Prop 23 would hinder efforts of farmers who want their businesses to be more resilient, sustainable and energy independent.

Farming is a business, and just like any other business sector in California, it is poised to benefit from the state's leadership on setting clean energy policies that spur innovation and investment. Are there challenges on the road to a renewable energy future? Certainly. But Proposition 23 is the wrong response. Prop 23 would indefinitely freeze California's landmark clean energy and clean air policies, keeping us stuck in the past, dependent on increasingly unreliable and expensive fossil fuels.  

California's clean energy and clean air policies have driven investments in renewable energy technology into the state at a dramatic rate -- $10 billion in just the last four years, according to the National Venture Capital Association. These investments come from venture capitalists who recognize lucrative opportunities for growth and innovation in the state's commitment to a clean energy economy. Farmers, like all business people, can be the recipients of these investment dollars.  

At Dixon Ridge Farm in Solano County, an organic walnut farm and processing facility, we have installed a biogas generator that gasifies walnut shells to produce combustible gas, electricity and heat. This system produces over $70,000 worth of energy every year. All the energy is used on the farm and the shells, which used to be a waste byproduct, are not shipped anywhere, reducing traffic, road and transmission line impacts. The emissions are low and the byproduct of this machine, biochar, is an excellent soil amendment. This technology is transferable to other biomass fuels and is available now. The California Biomass Collaborative has estimated that these fuels can provide about 20% of California's energy needs.  

There are technological, regulatory and financial barriers to the widespread generation of on-farm renewable energy. Growers need technical expertise to accelerate adoption, and financial incentives and investments. The California Climate and Agriculture Network advocates for policies that support farmers and ranchers in becoming more resilient, sustainable and energy independent. This is the kind of innovation that California agriculture has always excelled at. And it's the kind of progress that Prop 23 would hinder.  

California farmers and ranchers have survived the many challenges they face by innovating, adapting, and keeping lots of options on the table. For agriculture, it's more important than ever to keep moving forward and not stay stuck in the past. Californians should focus our resources on moving into the clean, green economy of the future and constructively addressing the barriers to doing so - not on trying to turn back the clock.  

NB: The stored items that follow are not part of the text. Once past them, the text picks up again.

PR #4724, opened 2016-10-23
Patch for compatibility with OH2:

lewie:
see: https://github.com/openhab/openhab2-addons/issues/503#issuecomment-254763216

The compatibility Layer of OH2 sends, one event for _Command_ AND one for _Update_.
OH1 sends, one event for _Command_ OR one for _Update_.

Therefore is a new configuration switch for openHAB 2 compatibility:

```
# Compatibility Mode for openHAB 2 (optional, defaults in openHAB 1 to false)
compatibilityOH2 = true
```

Needs to be updated too, but how to do it? They're not in the repository...

```
openhab/features/openhab-addons-external/src/main/resources/conf/knx.cfg
openhab-distro/distributions/openhab-offline/target/assembly/system/org/openhab/addons/openhab-addons-external/1.9.0-SNAPSHOT/openhab-addons-external-1.9.0-SNAPSHOT-knx.cfg
```

### DIFF
--- a/bundles/binding/org.openhab.binding.knx/src/main/java/org/openhab/binding/knx/internal/bus/KNXBinding.java
+++ b/bundles/binding/org.openhab.binding.knx/src/main/java/org/openhab/binding/knx/internal/bus/KNXBinding.java
@@ -53,7 +53,7 @@ import tuwien.auto.calimero.process.ProcessListener;
  * @since 0.3.0
  *
  */
-public class KNXBinding extends AbstractBinding<KNXBindingProvider>implements ProcessListener, KNXConnectionListener {
+public class KNXBinding extends AbstractBinding<KNXBindingProvider> implements ProcessListener, KNXConnectionListener {
 
     private static final Logger logger = LoggerFactory.getLogger(KNXBinding.class);
 
@@ -108,7 +108,7 @@ public class KNXBinding extends AbstractBinding<KNXBindingProvider>implements Pr
     @Override
     protected void internalReceiveCommand(String itemName, Command command) {
         logger.trace("Received command (item='{}', command='{}')", itemName, command.toString());
-        if (!isEcho(itemName, command)) {
+        if (!KNXConnection.getCompatibilityOH2() && !isEcho(itemName, command)) {
             writeToKNX(itemName, command);
         }
     }
--- a/bundles/binding/org.openhab.binding.knx/src/main/java/org/openhab/binding/knx/internal/connection/KNXConnection.java
+++ b/bundles/binding/org.openhab.binding.knx/src/main/java/org/openhab/binding/knx/internal/connection/KNXConnection.java
@@ -66,6 +66,9 @@ public class KNXConnection implements ManagedService {
     /** the KNX bus address to use as local sourceaddress in KNX bus */
     private static String sLocalSourceAddr = "0.0.0";
 
+    /** Compatibility Mode for openHAB 2 */
+    private static boolean sCompatibilityOH2 = false;
+
     /** the KNX bus address to use as local sourceaddress in KNX bus */
     private static boolean sIgnoreLocalSourceEvents = false;
 
@@ -131,7 +134,7 @@ public class KNXConnection implements ManagedService {
     /**
      * Returns the KNXNetworkLink for talking to the KNX bus.
      * The link can be null, if it has not (yet) been established successfully.
-     * 
+     *
      * @return the KNX network link
      */
     public static synchronized ProcessCommunicator getCommunicator() {
@@ -167,7 +170,7 @@ public class KNXConnection implements ManagedService {
 
     /**
      * Tries to connect either by IP or serial bus, depending on supplied config data.
-     * 
+     *
      * @return true if connection was established, false otherwise
      */
     public static synchronized boolean connect() {
@@ -320,7 +323,7 @@ public class KNXConnection implements ManagedService {
 
     /*
      * (non-Javadoc)
-     * 
+     *
      * @see org.osgi.service.cm.ManagedService#updated(java.util.Dictionary)
      */
     @Override
@@ -332,6 +335,11 @@ public class KNXConnection implements ManagedService {
             String readingBusAddrString = (String) config.get("busaddr");
             if (StringUtils.isNotBlank(readingBusAddrString)) {
                 sLocalSourceAddr = readingBusAddrString;
+            }
+
+            String compatOH2String = (String) config.get("compatibilityOH2");
+            if (StringUtils.isNotBlank(compatOH2String)) {
+                sCompatibilityOH2 = compatOH2String.equalsIgnoreCase("true");
             }
 
             String readingIgnLocEv = (String) config.get("ignorelocalevents");
@@ -465,6 +473,10 @@ public class KNXConnection implements ManagedService {
 
     public static String getLocalSourceAddr() {
         return sLocalSourceAddr;
+    }
+
+    public static boolean getCompatibilityOH2() {
+        return sCompatibilityOH2;
     }
 
     public static boolean getIgnoreLocalSourceEvents() {


bundles/binding/org.openhab.binding.knx/src/main/java/org/openhab/binding/knx/internal/bus/KNXBinding.java
```diff
@@ -108,7 +108,7 @@ public void removeKNXTypeMapper(KNXTypeMapper typeMapper) {
     @Override
     protected void internalReceiveCommand(String itemName, Command command) {
         logger.trace("Received command (item='{}', command='{}')", itemName, command.toString());
-        if (!isEcho(itemName, command)) {
+        if (!KNXConnection.getCompatibilityOH2() && !isEcho(itemName, command)) {
```
watou: `isEcho` returns boolean but has the side effect of removing the ignoreEvent from the list.  With this change, there are cases where `isEcho` is no longer reached, likely leading to a memory leak and other problems when the manual switch is not set.

I would like to learn more about how there is a fundamental difference between the 1.x runtime, and the compat1x layer, in sending events.  How did you discover this difference, @lewie?  Also, is there a way to avoid requiring manual configuration of something that ought to be learnable at runtime without configuration?

kaikreuzer: This change is also not clear to me. 
What does "OH2 sends, one event for Command AND one for Update" mean? Where is the difference to OH1? Update events are sent by the auto-update binding and this behaves the very same way in OH1 and OH2.

lewie: The different behavior between and OH1 and OH2 compat1x is:

sending a _Command_ (sendCommand from Rule for example) ->
in OH1:
*internalReceiveCommand is called* (no matter if value is changed or not)

in OH2 compat1x:
*internalReceiveCommand is called AND directly after internalReceiveUpdate is called*
  (sent, no matter if value is changed or not)


sending an _Update_ (postUpdate) ->
in OH1:
*internalReceiveUpdate is called* (sent, no matter if value is changed or not)

in OH2 compat1x:
*internalReceiveUpdate is called* (sent, no matter if value is changed or not)

So running KNX1 bundle in OH2 causes two KNX-bus events. *KNXConnection.getCompatibilityOH2()* simply switches off the first of the two Events.


@watou, the Documentation of *List\<String\>* says:
> Removes the first occurrence of the specified element from this list, if it is present (optional operation). If this list does not contain the element, it is unchanged.

I believe there is not the risk of a memory leak at this point. Am I wrong?
It saves nothing if I check before removing whether the item is in the list, on the contrary.

`isEcho` has to delete a value from ignoreEventList first time it occurs, this is intended.

watou: > internalReceiveCommand is called AND directly after internalReceiveUpdate is called

If autoupdate is not suppressed, this is normal behavior for both OH1 and OH2.  I don't see how many other 1.x bindings would not be failing if this weren't true.  Does this binding attempt to suppress autoupdate logic but fails to do so on OH2?

> I believe there is not the risk of a memory leak at this point. Am I wrong?

Before this PR, the code was `if (B)`, so `B` is evaluated every time the `if` statement is reached.  In the code `if (A && B)`, if `A` is `false`, `B` is never evaluated, so no code removes the ignore event from the list, leading to a memory leak.

lewie: @watou, when many other bindings do it right, then its time to find a way for KNX1 too! ;-)

Lets have a closer look at autoupdate! Seams there could be the fault.
The different behavior between and OH1 and OH2 compat1x is observed with default configured items, autoupdate was not configured explicit.

Found autoupdate in [KNXGenericBindingProvider.autoUpdate](https://github.com/openhab/openhab/blob/master/bundles/binding/org.openhab.binding.knx/src/main/java/org/openhab/binding/knx/internal/config/KNXGenericBindingProvider.java#L347)
Why shouldn't this work in OH2? Can you see any faults or better constructs to use here?

I do not understand the whole *autoupdate* mechanism comes together with internalReceiveCommand/internalReceiveUpdate, yet? Will have a closer look...


Yes, you are absolute right, *ignoreEventList* can grow unstopped in this way, it has to be flipped:
`if (!isEcho(itemName, command) && !KNXConnection.getCompatibilityOH2()) {
`

kaikreuzer: > Why shouldn't this work in OH2? 

The right question would be: Why doesn't it work on OH1, if autoupdate is NOT turned off? An update event should be there as well. The fix should be somewhere in the core framework, if there is a different behavior, it should NOT be necessary to do any change in the KNX binding.

lewie: @kaikreuzer, 

postUpdate behaves identically in OH 1 and 2.

Differences in log new installed OH 1.8.3 and OH2b4:
### OH1 sendCommand ON/OFF
```
2016-10-24 14:21:45.257 [TRACE] [.b.knx.internal.bus.KNXBinding] - Received command (item='TestSwitch', command='ON')
2016-10-24 14:21:45.261 [TRACE] [.o.b.k.i.dpt.KNXCoreTypeMapper] - toTypeClass looking for dptId = 1.001
2016-10-24 14:21:45.263 [DEBUG] [.b.knx.internal.bus.KNXBinding] - Received groupWrite Event.
2016-10-24 14:21:45.263 [DEBUG] [.b.knx.internal.bus.KNXBinding] - Wrote value 'ON' to datapoint 'command DP 1/1/10 TestSwitch, DPT main 0 id 1.001, low priority'
2016-10-24 14:21:45.264 [WARN ] [.b.knx.internal.bus.KNXBinding] - Ignoring local Event, received from my local Source address 15.15.243 for Group address 1/1/10.

2016-10-24 14:21:50.017 [TRACE] [.b.knx.internal.bus.KNXBinding] - Received command (item='TestSwitch', command='OFF')
2016-10-24 14:21:50.022 [TRACE] [.o.b.k.i.dpt.KNXCoreTypeMapper] - toTypeClass looking for dptId = 1.001
2016-10-24 14:21:50.024 [DEBUG] [.b.knx.internal.bus.KNXBinding] - Wrote value 'OFF' to datapoint 'command DP 1/1/10 TestSwitch, DPT main 0 id 1.001, low priority'
2016-10-24 14:21:50.024 [DEBUG] [.b.knx.internal.bus.KNXBinding] - Received groupWrite Event.
2016-10-24 14:21:50.026 [WARN ] [.b.knx.internal.bus.KNXBinding] - Ignoring local Event, received from my local Source address 15.15.243 for Group address 1/1/10.
```
### OH2 sendCommand ON/OFF
```
2016-10-24 15:16:20.005 [TRACE] [.binding.knx.internal.bus.KNXBinding] - Received command (item='TestSwitch', command='OFF')
2016-10-24 15:16:20.005 [TRACE] [.binding.knx.internal.bus.KNXBinding] - Received update (item='TestSwitch', state='OFF')
2016-10-24 15:16:20.005 [TRACE] [g.knx.internal.dpt.KNXCoreTypeMapper] - toTypeClass looking for dptId = 1.001
2016-10-24 15:16:20.006 [DEBUG] [.binding.knx.internal.bus.KNXBinding] - Received groupWrite Event.
2016-10-24 15:16:20.006 [DEBUG] [.binding.knx.internal.bus.KNXBinding] - Wrote value 'OFF' to datapoint 'command DP 1/1/10 TestSwitch, DPT main 0 id 1.001, low priority'
2016-10-24 15:16:20.006 [WARN ] [.binding.knx.internal.bus.KNXBinding] - Ignoring local Event, received from my local Source address 15.15.244 for Group address 1/1/10.

2016-10-24 15:16:25.005 [TRACE] [.binding.knx.internal.bus.KNXBinding] - Received update (item='TestSwitch', state='ON')
2016-10-24 15:16:25.005 [TRACE] [g.knx.internal.dpt.KNXCoreTypeMapper] - toTypeClass looking for dptId = 1.001
2016-10-24 15:16:25.005 [TRACE] [.binding.knx.internal.bus.KNXBinding] - Received command (item='TestSwitch', command='ON')
2016-10-24 15:16:25.006 [DEBUG] [.binding.knx.internal.bus.KNXBinding] - Wrote value 'ON' to datapoint 'command DP 1/1/10 TestSwitch, DPT main 0 id 1.001, low priority'
2016-10-24 15:16:25.006 [DEBUG] [.binding.knx.internal.bus.KNXBinding] - Received groupWrite Event.
2016-10-24 15:16:25.006 [WARN ] [.binding.knx.internal.bus.KNXBinding] - Ignoring local Event, received from my local Source address 15.15.244 for Group address 1/1/10.
```
My Item and Rules;
```
Switch TestSwitch 	 		"TestSwitch" 		 ()	 { knx="<1/1/10" }
```
```
import org.openhab.core.library.types.*
import org.openhab.core.persistence.*
import org.openhab.model.script.actions.*
/*
rule "knxTest_postUpdate"
	when
		Time cron "0/5 * * * * ?"
	then
	if(TestSwitch.state == OFF) {
		TestSwitch.postUpdate( ON )
	} else {
		TestSwitch.postUpdate( OFF )
	}	
end
*/
/*
rule "knxTest_sendCommand"
	when
		Time cron "0/5 * * * * ?"
	then
	if(TestSwitch.state == OFF) {
		TestSwitch.sendCommand( ON )
	} else {
		TestSwitch.sendCommand( OFF )
	}
end
*/
```

OH2 is much more faster! :-)
And for me OH2s behavior is correct.

The OH1 behavior is very old, because if not, we where stumbled over loosing/repeated telegrams as since compat1x layer in OH2.

@watou, 
I must not flip  `(!KNXConnection.getCompatibilityOH2() && !isEcho(itemName, command)) {`, it deletes the echo marker and Echo will be sent to KNX when called `internalReceiveUpdate` after `internalReceiveCommand`.

I stressed the KNX-bus and KNX1 binding with hundreds of fast changed calls. The ignoreEventList never got longer as 11 records and all these records where removed cleanly.

But to prevent ignoreEventList to grow unstopped and leak, I now use Set<String> instead of List<String>. now It cannot contain duplicate elements and is thus limited in size. 

When we find the way how OH1 and compat1x layer in OH2 works identically we do not need the compatibilityOH2 switch. I hope you two will help me, I miss your deep insights into the classes in background!

watou: > But to prevent ignoreEventList to grow unstopped and leak, I now use Set instead of List. 

There are still cases where the list could grow unbounded when using a Set, since item states could come in infinite variations.  Switching to a Set reverts [this commit](https://github.com/openhab/openhab/pull/2298/commits/04b092096b2ec9fc45ce8c249d939fcb1e83da46).  I hope to have more time to contribute more thoughts on this (but not at the moment unfortunately).

lewie: Hmm, not for switches but you are right for numerical values... I will think about how to restrict size.

lewie: @watou, 
I think about a simple cache, loosing its record data after a short period of time.... But I still have to ponder. But I believe it is superfluous, because in no test I've done, I could throw the ignoreEventList out of the rhythm.

One thing I can say, the [autoupdate](https://github.com/openhab/openhab/blob/master/bundles/binding/org.openhab.binding.knx/src/main/java/org/openhab/binding/knx/internal/config/KNXGenericBindingProvider.java#L347) function in KNX 1.8 binding is never ever called, running in OH1 nor OH2.
Why? Is this behavior expected?
Is not called in OH1 and OH2, therefore I think this is not the cause for this difference behavior between OH1/OH2.

This [PR](https://github.com/openhab/openhab/pull/4179) cannot be the cause, it is only some months old. I know about this problem and the differences more about a year.
But I will test this!!

kaikreuzer: > One thing I can say, the autoupdate function in KNX 1.8 binding is never ever called, running in OH1 nor OH2.
> Why? Is this behavior expected?

I just checked this. The reason is that it isn't registered as an auto update provider. With [this change](https://github.com/openhab/openhab/pull/4728), it actually IS called. But does this mean that this code has never been active even in OH1? If so, I do not know, what effect https://github.com/openhab/openhab/pull/4728 might have on OH1 installations...

lewie: @kaikreuzer, 
AHHRGG.. how simple, I should have seen. Thank You!!

See my tests KNX1.8 with *AutoUpdateBindingProvider* registered:

### OH1 TestSwitch.sendCommand(ON/OFF): *Received command* and a second *Received command* but no expected *Received update* per pass
```
2016-10-26 06:44:35.289 [TRACE] [.b.knx.internal.bus.KNXBinding] - Received command (item='TestSwitch', command='OFF')
2016-10-26 06:44:35.297 [TRACE] [.o.b.k.i.dpt.KNXCoreTypeMapper] - toTypeClass looking for dptId = 1.001
2016-10-26 06:44:35.300 [DEBUG] [.b.knx.internal.bus.KNXBinding] - Received groupWrite Event.
2016-10-26 06:44:35.300 [DEBUG] [.b.knx.internal.bus.KNXBinding] - Wrote value 'OFF' to datapoint 'command DP 1/1/10 TestSwitch, DPT main 0 id 1.001, low priority'
2016-10-26 06:44:35.301 [TRACE] [.o.b.k.i.dpt.KNXCoreTypeMapper] - toType datapoint DPT = 1.001
2016-10-26 06:44:35.308 [TRACE] [.b.knx.internal.bus.KNXBinding] - Added event (item='TestSwitch', type='OFF') to the ignore event list
2016-10-26 06:44:35.310 [TRACE] [.b.knx.internal.bus.KNXBinding] - Processed event (item='TestSwitch', type='OFF', destination='1/1/10')
2016-10-26 06:44:35.316 [TRACE] [.b.knx.internal.bus.KNXBinding] - Received command (item='TestSwitch', command='OFF')
2016-10-26 06:44:35.319 [TRACE] [.b.knx.internal.bus.KNXBinding] - We received this event (item='TestSwitch', state='OFF') from KNX, so we don't send it back again -> ignore!

2016-10-26 06:44:40.009 [TRACE] [.b.knx.internal.bus.KNXBinding] - Received command (item='TestSwitch', command='OFF')
2016-10-26 06:44:40.013 [TRACE] [.o.b.k.i.dpt.KNXCoreTypeMapper] - toTypeClass looking for dptId = 1.001
2016-10-26 06:44:40.015 [DEBUG] [.b.knx.internal.bus.KNXBinding] - Wrote value 'OFF' to datapoint 'command DP 1/1/10 TestSwitch, DPT main 0 id 1.001, low priority'
2016-10-26 06:44:40.015 [DEBUG] [.b.knx.internal.bus.KNXBinding] - Received groupWrite Event.
2016-10-26 06:44:40.017 [TRACE] [.o.b.k.i.dpt.KNXCoreTypeMapper] - toType datapoint DPT = 1.001
2016-10-26 06:44:40.020 [TRACE] [.b.knx.internal.bus.KNXBinding] - Added event (item='TestSwitch', type='OFF') to the ignore event list
2016-10-26 06:44:40.021 [TRACE] [.b.knx.internal.bus.KNXBinding] - Processed event (item='TestSwitch', type='OFF', destination='1/1/10')
2016-10-26 06:44:40.023 [TRACE] [.b.knx.internal.bus.KNXBinding] - Received command (item='TestSwitch', command='OFF')
2016-10-26 06:44:40.027 [TRACE] [.b.knx.internal.bus.KNXBinding] - We received this event (item='TestSwitch', state='OFF') from KNX, so we don't send it back again -> ignore!
```

### OH1 TestSwitch.postUpdate(ON/OFF): *Received update* and long AFTER that a unwanted *Received command* per pass
```
2016-10-26 06:45:55.290 [TRACE] [.b.knx.internal.bus.KNXBinding] - Received update (item='TestSwitch', state='OFF')
2016-10-26 06:45:55.297 [TRACE] [.o.b.k.i.dpt.KNXCoreTypeMapper] - toTypeClass looking for dptId = 1.001
2016-10-26 06:45:55.300 [DEBUG] [.b.knx.internal.bus.KNXBinding] - Received groupWrite Event.
2016-10-26 06:45:55.300 [DEBUG] [.b.knx.internal.bus.KNXBinding] - Wrote value 'OFF' to datapoint 'command DP 1/1/10 TestSwitch, DPT main 0 id 1.001, low priority'
2016-10-26 06:45:55.301 [TRACE] [.o.b.k.i.dpt.KNXCoreTypeMapper] - toType datapoint DPT = 1.001
2016-10-26 06:45:55.305 [TRACE] [.b.knx.internal.bus.KNXBinding] - Added event (item='TestSwitch', type='OFF') to the ignore event list
2016-10-26 06:45:55.308 [TRACE] [.b.knx.internal.bus.KNXBinding] - Processed event (item='TestSwitch', type='OFF', destination='1/1/10')
2016-10-26 06:45:55.309 [TRACE] [.b.knx.internal.bus.KNXBinding] - Received command (item='TestSwitch', command='OFF')
2016-10-26 06:45:55.315 [TRACE] [.b.knx.internal.bus.KNXBinding] - We received this event (item='TestSwitch', state='OFF') from KNX, so we don't send it back again -> ignore!

2016-10-26 06:46:00.019 [TRACE] [.b.knx.internal.bus.KNXBinding] - Received update (item='TestSwitch', state='ON')
2016-10-26 06:46:00.022 [TRACE] [.o.b.k.i.dpt.KNXCoreTypeMapper] - toTypeClass looking for dptId = 1.001
2016-10-26 06:46:00.024 [DEBUG] [.b.knx.internal.bus.KNXBinding] - Received groupWrite Event.
2016-10-26 06:46:00.024 [DEBUG] [.b.knx.internal.bus.KNXBinding] - Wrote value 'ON' to datapoint 'command DP 1/1/10 TestSwitch, DPT main 0 id 1.001, low priority'
2016-10-26 06:46:00.027 [TRACE] [.o.b.k.i.dpt.KNXCoreTypeMapper] - toType datapoint DPT = 1.001
2016-10-26 06:46:00.029 [TRACE] [.b.knx.internal.bus.KNXBinding] - Added event (item='TestSwitch', type='ON') to the ignore event list
2016-10-26 06:46:00.031 [TRACE] [.b.knx.internal.bus.KNXBinding] - Processed event (item='TestSwitch', type='ON', destination='1/1/10')
2016-10-26 06:46:00.032 [TRACE] [.b.knx.internal.bus.KNXBinding] - Received command (item='TestSwitch', command='ON')
2016-10-26 06:46:00.037 [TRACE] [.b.knx.internal.bus.KNXBinding] - We received this event (item='TestSwitch', state='ON') from KNX, so we don't send it back again -> ignore!
```

### OH2 TestSwitch.sendCommand(ON/OFF): *Received command* and as expected a *Received update* per pass
```
2016-10-26 07:03:35.004 [INFO ] [.internal.AutoUpdateProviderDelegate] - AutoUpdateProviderDelegate: autoUpdate run for 'TestSwitch'
2016-10-26 07:03:35.004 [INFO ] [.internal.AutoUpdateProviderDelegate] - AutoUpdateProviderDelegate: autoUpdate null
2016-10-26 07:03:35.005 [TRACE] [.binding.knx.internal.bus.KNXBinding] - Received command (item='TestSwitch', command='ON')
2016-10-26 07:03:35.005 [TRACE] [.binding.knx.internal.bus.KNXBinding] - Received update (item='TestSwitch', state='ON')
2016-10-26 07:03:35.006 [TRACE] [g.knx.internal.dpt.KNXCoreTypeMapper] - toTypeClass looking for dptId = 1.001
2016-10-26 07:03:35.007 [DEBUG] [.binding.knx.internal.bus.KNXBinding] - Wrote value 'ON' to datapoint 'command DP 1/1/10 TestSwitch, DPT main 0 id 1.001, low priority'
2016-10-26 07:03:35.008 [DEBUG] [.binding.knx.internal.bus.KNXBinding] - Received groupWrite Event.
2016-10-26 07:03:35.008 [WARN ] [.binding.knx.internal.bus.KNXBinding] - Ignoring local Event, received from my local Source address 15.15.244 for Group address 1/1/10.

2016-10-26 07:03:40.002 [INFO ] [.internal.AutoUpdateProviderDelegate] - AutoUpdateProviderDelegate: autoUpdate run for 'TestSwitch'
2016-10-26 07:03:40.002 [INFO ] [.internal.AutoUpdateProviderDelegate] - AutoUpdateProviderDelegate: autoUpdate null
2016-10-26 07:03:40.004 [TRACE] [.binding.knx.internal.bus.KNXBinding] - Received command (item='TestSwitch', command='OFF')
2016-10-26 07:03:40.004 [TRACE] [.binding.knx.internal.bus.KNXBinding] - Received update (item='TestSwitch', state='OFF')
2016-10-26 07:03:40.004 [TRACE] [g.knx.internal.dpt.KNXCoreTypeMapper] - toTypeClass looking for dptId = 1.001
2016-10-26 07:03:40.005 [DEBUG] [.binding.knx.internal.bus.KNXBinding] - Received groupWrite Event.
2016-10-26 07:03:40.005 [DEBUG] [.binding.knx.internal.bus.KNXBinding] - Wrote value 'OFF' to datapoint 'command DP 1/1/10 TestSwitch, DPT main 0 id 1.001, low priority'
2016-10-26 07:03:40.005 [WARN ] [.binding.knx.internal.bus.KNXBinding] - Ignoring local Event, received from my local Source address 15.15.244 for Group address 1/1/10.
```

### OH2 TestSwitch.postUpdate(ON/OFF): As expected a *Received update* per pass
```
2016-10-26 07:04:45.004 [TRACE] [.binding.knx.internal.bus.KNXBinding] - Received update (item='TestSwitch', state='ON')
2016-10-26 07:04:45.004 [TRACE] [g.knx.internal.dpt.KNXCoreTypeMapper] - toTypeClass looking for dptId = 1.001
2016-10-26 07:04:45.004 [DEBUG] [.binding.knx.internal.bus.KNXBinding] - Wrote value 'ON' to datapoint 'command DP 1/1/10 TestSwitch, DPT main 0 id 1.001, low priority'
2016-10-26 07:04:45.004 [DEBUG] [.binding.knx.internal.bus.KNXBinding] - Received groupWrite Event.
2016-10-26 07:04:45.004 [WARN ] [.binding.knx.internal.bus.KNXBinding] - Ignoring local Event, received from my local Source address 15.15.244 for Group address 1/1/10.

2016-10-26 07:04:50.003 [TRACE] [.binding.knx.internal.bus.KNXBinding] - Received update (item='TestSwitch', state='OFF')
2016-10-26 07:04:50.004 [TRACE] [g.knx.internal.dpt.KNXCoreTypeMapper] - toTypeClass looking for dptId = 1.001
2016-10-26 07:04:50.004 [DEBUG] [.binding.knx.internal.bus.KNXBinding] - Received groupWrite Event.
2016-10-26 07:04:50.004 [DEBUG] [.binding.knx.internal.bus.KNXBinding] - Wrote value 'OFF' to datapoint 'command DP 1/1/10 TestSwitch, DPT main 0 id 1.001, low priority'
2016-10-26 07:04:50.004 [WARN ] [.binding.knx.internal.bus.KNXBinding] - Ignoring local Event, received from my local Source address 15.15.244 for Group address 1/1/10.
```

## In OH1 KNX1.8 works really chaotic: 
To send a Command (rules sendCommand or Gui) first time is sent to KNX bus, then this Adress is blocked. No value update by sendCommand helps.
The only thing which can unblock is a postUpdate with a rule. postUpdate works as ecpected. After a postUpdate next sendCommand first time is sent to KNX bus, then this Adress is blocked again.

## In OH2 KNX1.8 works as expected.  Gui, sendCommand, postUpdate IN/OUT

## There is only an old known problem of the architecture of KNX1.8: 
The binding for writing KNX-Telegrams to calimero uses a function, which sets the KNX *READ-Flag*. 
The main side effect is, that values on the Bus are only sent after another or the same Groupadress was updated/sent on/from the KNX Bus.
Example: I want to send every second the value *OFF* to GA 1/1/10 to KNX Bus by a OH rule. First time when I send it to the KNX Bus, calimero will let pass it, second time it isn't, third time it isn't... . When any other GA is updated on KNX Bus (and comes through calimero) then ONLY NEXT TIME when I send my OFF to the KNX Bus, calimero will let pass it again, second time it isn't, third time it isn't... and so on.

But this is another issue, I just wanted to mention here again to avoid confusion for testers ;-)

What to do now?

lewie: Your second question:
https://github.com/openhab/openhab/blob/1.7/bundles/binding/org.openhab.binding.knx/OSGI-INF/knxgenericbindingprovider.xml
https://github.com/openhab/openhab/blob/1.8/bundles/binding/org.openhab.binding.knx/OSGI-INF/knxgenericbindingprovider.xml

No, it seams AutoUpdateBindingProvider has been never been active! 
I have not realized this over the years, what I would have spared. :-(

lewie: @kaikreuzer, @watou, Made further Tests. With AutoUpdateBindingProvider KNX1.8 seams to work well in OH1 too.

In OH2 the KNX1.8 bundle now works pretty good and as expected! (without "compatibilityOH2")

I am still doing detailed tests in a OH1 live system. Results will follow.

lewie:
@watou, @kaikreuzer,

register AutoUpdateBindingProvider (Thanks Kai) does the trick. KNX1.8 is running as expected in OH1 and OH2 now. So *compatibilityOH2* is obsolete, removed it.

Updated calimero (2.2 -> 2.3) to prevent "repeatFlag" sent to KNX-bus.

For Testers, please use: https://github.com/lewie/openhab/raw/knx1-patch-for-oh2-2-test/org.openhab.binding.knx-1.9.0-SNAPSHOT.jar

Prop 23 is funded almost entirely by Texas oil companies. Its backers have no stake in what is best for Californians or for our agricultural economy. They care only about continuing to squeeze windfall profits from our reliance on oil.  

In November, we can choose to keep moving forward with innovation and new opportunities, or we can go backward and remain stuck in the past. It is in the interests of California growers to vote No on Proposition 23.

Russ Lester is the owner of Dixon Ridge Farms, grower of organic walnuts and largest processor of organic walnuts in the U.S. Renata Brillinger is the Executive Director of California Climate and Agriculture Network, a coalition of farmers and sustainable agriculture advocates that advances policy solutions at the nexus of climate and agriculture.